** Provided data **

PR #113, opened 2026-01-19
Update HLTB for Steam to v1.1.1

jcdoll:
Updates the HLTB for Steam plugin submodule to v1.1.1.

Minor update to make it easier for users to contribute name fixes.

## Changes
- Changed name fix order to substitute -> sanitize -> substitute (supports raw Steam names with symbols)
- Fixed cache to always refetch misses so name fixes take effect immediately
- Added name fixes: Borderlands GOTY, Civilization VI, Batman Arkham Asylum GOTY, Napoleon Total War


shdwmtr:
You could keep your current algorithm, and when you think you found the game, check its HLTB id against their price API: `https://howlongtobeat.com/api/price-checks/${id}`. From there, you can see if the Steam appid matches the appid in the response, and if not retry. 

Of course there is more overhead here, but it would be a lot more accurate and likely would never require more than 2 tries.

jcdoll:
Check SteamID for validation - 100% agreed, I already do that.

https://github.com/jcdoll/hltb-millennium-plugin/blob/92eaa96e38a0b6e65b42b0d16f712ddd26cacd8d/backend/hltb_match.lua#L68

Btw IsThereAnyDeal API has some HLTB data but it is for internal use only. I've reached out to their team but it is going to remain for internal (first-party) use only for the foreseeable future.

shdwmtr:
You can actually query your entire Steam library at once too, with appid's provided.

**Endpoint:** https://howlongtobeat.com/api/steam/getSteamImportData
**Post data:** 
```json 
{ 
  "steamUserId": "your profile id, ex: ShadowMonster70",
  "steamOmitData":0
}
```

I don't know *everything* you need, but this seems like a solid solution.
This doesn't provide *all* the stats you might want, but at least it perfectly maps appid to HLTB id.

jcdoll:
Got it.

I'll play around with that new endpoint. If the current user profile is public we could just use that I believe. And then for non-public profiles, which I want to support, that endpoint could help to automate the name correction lookup stuff.

All definitely in the future work bucket, needs some experimentation.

** What you will do **
Please write out, exactly as they appear, only the lines from the one holding "I don't know" through the end of the data.

** Written answer **
I don't know *everything* you need, but this seems like a solid solution.
This doesn't provide *all* the stats you might want, but at least it perfectly maps appid to HLTB id.

jcdoll:
Got it.

I'll play around with that new endpoint. If the current user profile is public we could just use that I believe. And then for non-public profiles, which I want to support, that endpoint could help to automate the name correction lookup stuff.

All definitely in the future work bucket, needs some experimentation.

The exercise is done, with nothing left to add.